06/05/2026
A new quantum-inspired algorithm is reshaping how scientists approach some of the most complex materials known, enabling rapid analysis of structures that were previously beyond computational reach.
Quantum technologies, including quantum computers, rely on materials that display unusual quantum effects under specific conditions. Researchers have found that these properties can also be engineered by adjusting a material’s structure. For example, stacking and slightly twisting layers of graphene creates a moiré pattern that can transform the material into a superconductor.
As scientists build increasingly intricate layered systems, they reach structures such as quasicrystals and super-moiré materials. The challenge is predicting which designs will be useful. Modeling these materials requires calculating vast amounts of data. In the case of quasicrystals, this can involve more than a quadrillion numbers, far exceeding the limits of even the most powerful supercomputers.
A Quantum-Inspired Breakthrough
Researchers at Aalto University’s Department of Applied Physics have introduced a quantum-inspired algorithm that can handle these massive, non-periodic systems with remarkable speed. According to Assistant Professor Jose Lado, this work also highlights a growing feedback loop in quantum technology.
“Crucially, these new quantum algorithms can enable the development of new quantum materials to build new paradigms of quantum computers, creating a productive two-way feedback loop between quantum materials and quantum computers,” he explains.
Tensor Networks Illustration
Tensor networks can represent functions on ultra-fine grids, which makes them a promising technique for calculating massive quantum materials. Credit: Jose Lado/Aalto University.
Tensor networks play a central role in this approach, as they can represent functions across extremely fine computational grids. This makes them well-suited for analyzing large-scale quantum materials. The findings could lead to dissipationless electronics, which may help reduce the heat generated by AI-driven data centers.
The research team was led by Lado and included doctoral researcher Tiago Antão, the study’s lead author, along with QDOC doctoral researcher Yitao Sun and Academy Research Fellow Adolfo Fumega. Their results were published in Physical Review Letters as an Editor’s Suggestion.

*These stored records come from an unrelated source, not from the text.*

Issue #5033, opened 2024-06-18
FedX: Missing limit pushing of ASK queries with single statement pattern causes poor query performance 


aschwarte10:
### Current Behavior

Currently for ASK queries having a single statement pattern the limit 1 is not pushed into the sub query, while it is implement for select queries.

The effect is poor behavior.

Example:

```
ASK { ?person a foaf:Person }
```

Currently the implementation of the federation will fetch all persons available in the federation members (and locally checks that there is at least one binding), though we are just interested in the existence

Note: for SELECT queries FedX already has an optimizer that pushes the limit for such trivical cases into the sub-query.

### Expected Behavior

The limit is pushed and the same optimizations as for SELECT queries with a single statements is applied.

### Steps To Reproduce

To seee poor performance, run an ASK query on a large database with millions of instances.

The difference in the query plan is the "Upper Limit: N" attached to the statement pattern

```
QueryRoot
   Slice (limit=1)
      StatementSourcePattern
         Var (name=person)
         Var (name=_const_f5e5585a_uri, value=http://www.w3.org/1999/02/22-rdf-syntax-ns#type, anonymous)
         Var (name=_const_e1df31e0_uri, value=http://xmlns.com/foaf/0.1/Person, anonymous)
         StatementSource (id=sparql_localhost:18080_repositories_endpoint1, type=REMOTE)
         StatementSource (id=sparql_localhost:18080_repositories_endpoint2, type=REMOTE)
         Upper Limit: 1
```

### Version

4.3.12

### Are you interested in contributing a solution yourself?

Yes

PR #5034, opened 2024-06-18
GH-5033: fix pushing of limits for simple ASK queries in FedX

aschwarte10:
GitHub issue resolved: #5033 

This change makes sure to push limits for simple ASK queries with a single statement patterns into the query.

The optimization is the same as applied for simple SELECT queries with a LIMIT.

Rational: if the limit is not pushed, the federation engine will first fetch all data for the statement pattern and only then locally check if there is at least one, i.e it will cause performance issues and memory pressure when there are many triples matching the statement pattern (for instance millions of persons).

Query plan of a simple ASK query after this fix (note the upper limit):

```
QueryRoot
   Slice (limit=1)
      StatementSourcePattern
         Var (name=person)
         Var (name=_const_f5e5585a_uri, value=http://www.w3.org/1999/02/22-rdf-syntax-ns#type, anonymous)
         Var (name=_const_e1df31e0_uri, value=http://xmlns.com/foaf/0.1/Person, anonymous)
         StatementSource (id=sparql_localhost:18080_repositories_endpoint1, type=REMOTE)
         StatementSource (id=sparql_localhost:18080_repositories_endpoint2, type=REMOTE)
         Upper Limit: 1
```

----

### DIFF
--- a/tools/federation/src/main/java/org/eclipse/rdf4j/federated/optimizer/LimitOptimizer.java
+++ b/tools/federation/src/main/java/org/eclipse/rdf4j/federated/optimizer/LimitOptimizer.java
@@ -65,6 +65,18 @@ public class LimitOptimizer extends AbstractSimpleQueryModelVisitor<Optimization
 			applicableLimitInScope = node.getLimit();
 		}
 		super.meet(node);
+
+		TupleExpr expr = node.getArg();
+		// if the top most element is a statement (e.g. for an ASK query with single statement pattern),
+		// i.e. no join, union or
+		// any other complex pattern, we can push the limit
+		// => this case typically represents a query with a single BGP
+		if (expr instanceof FedXStatementPattern) {
+			if (applicableLimitInScope > 0) {
+				pushLimit((FedXStatementPattern) expr, applicableLimitInScope);
+			}
+		}
+
 		applicableLimitInScope = -1;
 
 	}
--- a/tools/federation/src/test/java/org/eclipse/rdf4j/federated/LimitTests.java
+++ b/tools/federation/src/test/java/org/eclipse/rdf4j/federated/LimitTests.java
@@ -1,0 +1,69 @@
+/*******************************************************************************
+ * Copyright (c) 2024 Eclipse RDF4J contributors.
+ *
+ * All rights reserved. This program and the accompanying materials
+ * are made available under the terms of the Eclipse Distribution License v1.0
+ * which accompanies this distribution, and is available at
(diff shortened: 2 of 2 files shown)


tools/federation/src/main/java/org/eclipse/rdf4j/federated/optimizer/LimitOptimizer.java
```diff
@@ -65,6 +65,18 @@ public void meet(Slice node) throws OptimizationException {
 			applicableLimitInScope = node.getLimit();
 		}
 		super.meet(node);
+
+		TupleExpr expr = node.getArg();
+		// if the top most element is a statement (e.g. for an ASK query with single statement pattern),
+		// i.e. no join, union or
+		// any other complex pattern, we can push the limit
+		// => this case typically represents a query with a single BGP
+		if (expr instanceof FedXStatementPattern) {
```
aschwarte10, line 74: this is applying the same logic as a few lines below.

The difference is that in case of a SELECT query, we find the single statement pattern below a `Projection` node and not directly as argument of the `Slice`

tools/federation/src/test/java/org/eclipse/rdf4j/federated/LimitTests.java
```diff
@@ -0,0 +1,70 @@
+/*******************************************************************************
+ * Copyright (c) 2019 Eclipse RDF4J contributors.
```
hmottestad, line 2: Could you update the year to 2024?

aschwarte10: ah, again copy & paste from a parallel file. Will do immediately. Good spot.

Have squashed it into the existing commit

hmottestad:
```
Error:    ServiceTests.test5:150->FedXBaseTest.execute:101 » QueryEvaluation java.lang.NullPointerException
```

aschwarte10:
> ```
> Error:    ServiceTests.test5:150->FedXBaseTest.execute:101 » QueryEvaluation java.lang.NullPointerException
> ```

Hmm, I had a closer look at this test. It cannot be related to this change (=> the change in this code is only active when there is a LIMIT in the query (i.e. only when the query plan contains a SLICE operator the LimitOptimizer is run. This is not the case for SeviceTest#test5

I have no idea why it is failing here and personally have not seen before.

Note: it was also not failing when pushing the first commit of this PR (i.e. before the "year" change). Local test-reruns also do not indicate problems.

I have now retriggered the verify build. Let's see what comes out of that

@hmottestad hope that we can still make this one for 5.0

Issue #5048, opened 2024-06-23
Upgrade spring to 5.3.37


barthanssens:
### Current Behavior

Congrats on releasing 5.0 ;-)

I've noticed, when releasing the docker workbench image, there are a few vulnerabilities in spring framework itself (which may or may not affect RDF4J workbench)

### Expected Behavior

Upgrading to the latest (patch) release of spring should fix most (but probably not all) reported CVEs for spring dependencies

### Version

5.0.0

### Are you interested in contributing a solution yourself?

Yes

PR #5049, opened 2024-06-23
GH-5048: updated spring dependency to fix CVEs

barthanssens:
GitHub issue resolved: #5048  

Just a bump in (patch release) version number for Spring Framework

----

### DIFF
--- a/pom.xml
+++ b/pom.xml
@@ -371,7 +371,7 @@
 		<lucene.version>8.9.0</lucene.version>
 		<solr.version>8.9.0</solr.version>
 		<elasticsearch.version>7.15.2</elasticsearch.version>
-		<spring.version>5.3.30</spring.version>
+		<spring.version>5.3.37</spring.version>
 		<guava.version>32.1.3-jre</guava.version>
 		<jmhVersion>1.37</jmhVersion>
 		<servlet.version>3.1.0</servlet.version>


barthanssens:
urlrewrite CQ request: https://gitlab.eclipse.org/eclipsefdn/emo-team/iplab/-/issues/15467

pom.xml
```diff
@@ -371,7 +371,7 @@
 		<lucene.version>8.9.0</lucene.version>
 		<solr.version>8.9.0</solr.version>
 		<elasticsearch.version>7.15.2</elasticsearch.version>
-		<spring.version>5.3.30</spring.version>
```
hmottestad, line 374: The spring version should probably match the spring version used in spring-boot. You can update spring-boot to 2.7.18 which uses spring 5.3.31. I think that that version also fixes the CVE.

Spring-boot version should probably be specified in the root pom. At the moment it's defined here: https://github.com/eclipse-rdf4j/rdf4j/blob/52b4106356a10584d63fb710d98654908c661e91/spring-components/pom.xml#L16

barthanssens: good idea

Though probably not the only place, since the rdf4j-server.war also includes spring 5.x jars in the WEB-INF/lib, but not springboot (do we actually used Spring there ?)

hmottestad: Spring is used in the server. Spring-boot is not used in either the server or workbench. But spring-boot is used in its own sub-module where there are some spring-boot related things and also an example app. 

Most people I know only use spring-boot now a days. Some might use a different framework, but I've not heard of anyone that has started a new project with just spring and not spring boot. So it's a good thing to have.

hmottestad: I didn't know that we have our own jars in the web-inf for spring. That doesn't sound like a good idea.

Scattered Complexity in Quasicrystals
The study focused on topological quasicrystals, which host unusual quantum excitations. These excitations help maintain electrical conductivity by protecting it from noise and interference. However, they are distributed unevenly throughout the material, making them difficult to analyze.
Rather than attempting to model the full structure directly, the researchers reformulated the problem using principles similar to those used in quantum computing.
“Quantum computers work in exponentially large computational spaces, so we used a special family of algorithms to encode those spaces, known as tensor networks, to compute a quasicrystal with over 268 million sites. Our algorithm shows how colossal problems in quantum materials can be directly solved with the exponential speed-up that comes from encoding the problem as a quantum many-body system,” Antão says.
The method has so far been tested through simulations, but experimental validation may follow.
“The quantum-inspired algorithm we demonstrated enables us to create super-moiré quasicrystals several orders of magnitude above the capabilities of conventional methods. That is an instrumental step towards designing topological qubits with super-moiré materials for use in quantum computers, for example,” Lado says.
Toward Real Quantum Computing Applications
According to Lado, the team’s algorithm could be adapted to be injected into a quantum computer.
Lado notes that the algorithm could eventually run on actual quantum computers.
“Our method can be adapted to run on real quantum computers, once they reach necessary scale and fidelity. In particular, the new AaltoQ20 and the Finnish Quantum Computing Infrastructure can play a significant role for future demonstrations,” Lado says.
The findings suggest that designing and understanding complex quantum materials could become one of the first practical uses of quantum algorithms. This work also connects two major areas of quantum research in Finland: materials science and algorithm development.
Reference: “Tensor Network Method for Real-Space Topology in Quasicrystal Chern Mosaics” by Tiago V. C. Antão, Yitao Sun, Adolfo O. Fumega and Jose L. Lado, 13 April 2026, Physical Review Letters.
DOI: 10.1103/hhdf-xpwg
The study is part of Lado’s ERC Consolidator Grant ULTRATWISTROICS, which focuses on creating topological qubits using van der Waals materials. It also contributes to the Center of Excellence in Quantum Materials (QMAT), which aims to advance quantum technologies in the coming decades.